* _Activity_
Among the entries below, how many lines include the string "included"? Answer with only the number.

Collected data entries
== == ==

PR #9215, opened 2022-05-19
Ruby: Fixes for `Argument[any,any-named]` in MaD

RasmusWL:
This PR does 2 things:

1. Removes `self` from `Argument[any]` for flow-summaries, inspired by the internal discussion that made us do the same for Python in https://github.com/github/codeql/pull/8883 -- this is used for the input/output componenets of the summary table in MaD
2. Adds support for `Argument[any/any-named]` and `Parameter[any/any-named]` in the `path` component in MaD

I recommend viewing this PR commit by commit.

I noted that `getLabelFromArgumentPosition`/`getLabelFromParameterPosition` in ApiGraphs.qll did not support if the argument/parameter position represented `self`. For this PR, I did not go into adding that support. I'm not in a position to figure out whether that's important, and I'm already fairly far away from what I had hoped to be doing today :smile:

_I also realize now that I did not add any tests of `Parameter[any/any-named]`_ :grimacing:

### DIFF
--- a/ruby/ql/lib/codeql/ruby/ApiGraphs.qll
+++ b/ruby/ql/lib/codeql/ruby/ApiGraphs.qll
@@ -793,13 +793,11 @@ module API {
       or
       pos.isAnyNamed() and
       result = Label::keywordParameter(_)
+      //
       // Note: there is currently no API graph label for `self`.
       // It was omitted since in practice it means going back to where you came from.
       // For example, `base.getMethod("foo").getSelf()` would just be `base`.
       // However, it's possible we'll need it later, for identifying `self` parameters or post-update nodes.
-      // or
-      // pos.isSelf() and
-      // ...
     }
 
     /** Gets the API graph label corresponding to the given parameter position. */
@@ -829,10 +827,11 @@ module API {
       or
       pos.isAnyNamed() and
       result = Label::keywordParameter(_)
-      // TODO: needs handling of `self` ParameterPosition
-      // or
-      // pos.isSelf() and
-      // ...
+      //
+      // Note: there is currently no API graph label for `self`.
+      // It was omitted since in practice it means going back to where you came from.
+      // For example, `base.getMethod("foo").getSelf()` would just be `base`.
+      // However, it's possible we'll need it later, for identifying `self` parameters or post-update nodes.
     }
   }
 }


ruby/ql/lib/codeql/ruby/ApiGraphs.qll
```diff
@@ -780,6 +780,20 @@ module API {
...
+      pos.isAny() and
+      (
+        result = Label::parameter(_)
+        or
+        result = Label::keywordParameter(_)
+        or
+        result = Label::blockParameter()
+        // NOTE: `self` should NOT be included, as described in the QLDoc for `isAny()`
+      )
+      // TODO: needs handling of `self` ArgumentPosition
```
asgerf, line 793: FWIW it was deliberate that I didn't include `self` here. I didn't see a use-case for it in Ruby API graphs, since in practice it means going back to where you came from. E.g. `base.getMethod("foo").getSelf()` would just be `base`. It's possible we'll need it for marking the post-update node of `self` as a taint source, I'm not sure.

(JS is different since any value can be passed as `this`, and some libraries take advantage of this)

ruby/ql/test/library-tests/dataflow/summaries/summaries.rb
```diff
@@ -82,4 +85,22 @@ def userDefinedFunction(x, y)
...
 sink(a[0])
 sink(a[1])
-sink(a[2]) # $ hasValueFlow=elem2
\ No newline at end of file
+sink(a[2]) # $ hasValueFlow=elem2
+
+x = Foo.new
+y = []
+z = []
+x.flowToAnyArg(tainted, y, key: z)
```
asgerf, line 93: Could you add similar calls to `sink()` before the call to `flowToAnyArg`?

asgerf (commented):
Thanks! I don't immediately understand why the argument/parameter positions needed to be flipped, though maybe @hvitved can tell.

ruby/ql/test/library-tests/dataflow/summaries/summaries.rb
RasmusWL: Done :+1:

ruby/ql/lib/codeql/ruby/dataflow/internal/FlowSummaryImplSpecific.qll
```diff
@@ -257,6 +257,12 @@ ArgumentPosition parseParamBody(string s) {
   or
   s = "block" and
   result.isBlock()
+  or
+  s = "any" and
+  result.isAny()
+  or
+  s = "any-named" and
+  result.isKeyword(_)
```
hvitved, line 265: We need a new `TAnyKeywordArgumentPosition` for this instead.

ruby/ql/lib/codeql/ruby/dataflow/internal/FlowSummaryImplSpecific.qll
```diff
@@ -281,4 +287,10 @@ ParameterPosition parseArgBody(string s) {
...
```
hvitved, line 295: We need a new `TAnyKeywordParameterPosition` for this instead.

RasmusWL:
> Thanks! I don't immediately understand why the argument/parameter positions needed to be flipped

Previously for `Argument[...]` it used `ParameterPosition`, and for `Parameter[...]` it used `ArgumentPosition`. So if you wrote `Argument[key:]` to try and match a keyword argument with name `key`, such as `method(key: 42)`, that would only be possible if there existed a `TKeywordParameterPosition` with name `key`, and in turn that would only exist if there was an actual `KeywordParameter` called `key` :grimacing: 

The old relevant code is

https://github.com/github/codeql/blob/d18e03cf9a5fb6b84959ceb2248ae026bafd46de/ruby/ql/lib/codeql/ruby/frameworks/data/internal/ApiGraphModelsSpecific.qll#L130-L133

https://github.com/github/codeql/blob/0879b6ae12a48c28ee27270fdd32c2ff0cf0ec30/ruby/ql/lib/codeql/ruby/dataflow/internal/DataFlowDispatch.qll#L277-L281

ruby/ql/lib/codeql/ruby/dataflow/internal/FlowSummaryImplSpecific.qll
RasmusWL: I can certainly add that :+1: Can you elaborate on why?

The current solution certainly does cause number of results for `parseParamBody` to grow needlessly, since `"any-named"` will have results for all keyword arguments. However, that is 2x at most, if all arguments are positional, which I wouldn't assume to have a major impact on performance (although it certainly doesn't help).

I guess I'm just curious whether this is to ensure we have a clean codebase, or whether I should maybe have worried more about the performance aspect.

RasmusWL:
Performance not looking very good :grimacing: A nearly 5x for the worst project so far :flushed:

ruby/ql/lib/codeql/ruby/dataflow/internal/FlowSummaryImplSpecific.qll
hvitved: It is for performance reasons: Otherwise a MaD row containing `Argument[any-named]` will expand to a row for each possible named argument, which we don't want. Instead, we push that fan-out into the inlined predicate `parameterMatch`, and let the data-flow library make sure to only apply the fan-out when needed.

cpp/ql/lib/semmle/code/cpp/dataflow/internal/DataFlowImplCommon.qll
```diff
@@ -80,8 +80,8 @@ predicate accessPathCostLimits(int apLimit, int tupleLimit) {
 pragma[noinline]
 predicate argumentPositionMatch(DataFlowCall call, ArgNode arg, ParameterPosition ppos) {
   exists(ArgumentPosition apos |
-    arg.argumentOf(call, apos) and
-    parameterMatch(ppos, apos)
+    arg.argumentOf(call, pragma[only_bind_into](apos)) and
```
hvitved, line 83: I would prefer to revert this change, and instead add `pragma[nomagic]` to the `parameterMatch` predicate.

RasmusWL: done. let's talk over later on why this is better :blush:

RasmusWL:
Performance for `pragma[nomagic]` also looks good :+1:

ruby/ql/lib/codeql/ruby/dataflow/internal/DataFlowDispatch.qll
```diff
@@ -259,7 +259,9 @@ private module Cached {
       exists(any(Call c).getKeywordArgument(name))
       or
       FlowSummaryImplSpecific::ParsePositions::isParsedKeywordParameterPosition(_, name)
-    }
+    } or
+    TAnyArgumentPosition() or
+    TAnyKeywordArgumentPosition()
```
hvitved, line 264: I am not sure why we need this, actually?

RasmusWL: In https://github.com/github/codeql/pull/9215/commits/0879b6ae12a48c28ee27270fdd32c2ff0cf0ec30#diff-3a6f42ed2c69a87189b2f6c85dae0a2162031d5b4371d02b9d0770b446c25423 i make it such that Argument positions are used for `Argument[...]` parsing for path-components in MaD, and Parameter positions are used fro `Parameter[...]` parsing.

Since we want to allow you to write both `Argument[any/any-named]` and `Parameter[any/any-named]`, we also need both any/any-named positions for both parameters and arguments

RasmusWL:
Fixed the merge conflict, in regards to hash splat handling. Performance was good before this, so I assume that it still is.

nickrolfe:
Is this ready for a re-review? Calum asked me to take a look, but it looks like there are a couple of unresolved comments from Asger and Tom.

ruby/ql/lib/codeql/ruby/ApiGraphs.qll
RasmusWL:
```suggestion
      // Note: it is deliberate that `self` ArgumentPosition is not included here.
      // I (@asgerf) didn't see a use-case for it in Ruby API graphs, since in practice
      // it means going back to where you came from. E.g. base.getMethod("foo").getSelf() 
      // would just be base. It's possible we'll need it for marking the post-update node 
      // of self as a taint source, I'm not sure.
```

RasmusWL:
Thanks @nickrolfe, a review from you would be good. We didn't manage it before @hvitved went OoO, but we did agree (in private DM) that it could be merged as-is, and the fixup requested by him could be done later.

I've made a suggestion for the concerns raised by `@asgerf`, hope you're in a position where you're comfortable with accepting it :crossed_fingers: 

(newest performance test still looks good)

ruby/ql/lib/codeql/ruby/ApiGraphs.qll
asgerf: Sorry, there's no need to change this, I just wanted to explain why `self` isn't handled. The above isn't a style of comment I'd recommend inserting in the codebase.

nickrolfe (dismissed):
I don't really feel qualified to review this properly, but, Tom said he was happy, so I'm happy, and the latest comment change looks pretty reasonable.

ruby/ql/lib/codeql/ruby/ApiGraphs.qll
RasmusWL: Why not? I think it's useful context for the next person looking at this code, and certainly more informative than the TODO I have left right now.

asgerf: OK then, I've tried to reformulate it to something I'd be willing to commit:
```suggestion
      // Note: there is currently no API graph label for `self`.
      // It was omitted since in practice it means going back to where you came from.
      // For example, `base.getMethod("foo").getSelf()` would just be `base`.
      // However, it's possible we'll need it later, for identifying `self` parameters or post-update nodes.
```

RasmusWL:
With the comment changes merged, I think this is good to go :rocket:

nickrolfe (approved):
Thanks!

== == ==

* _Answer_
2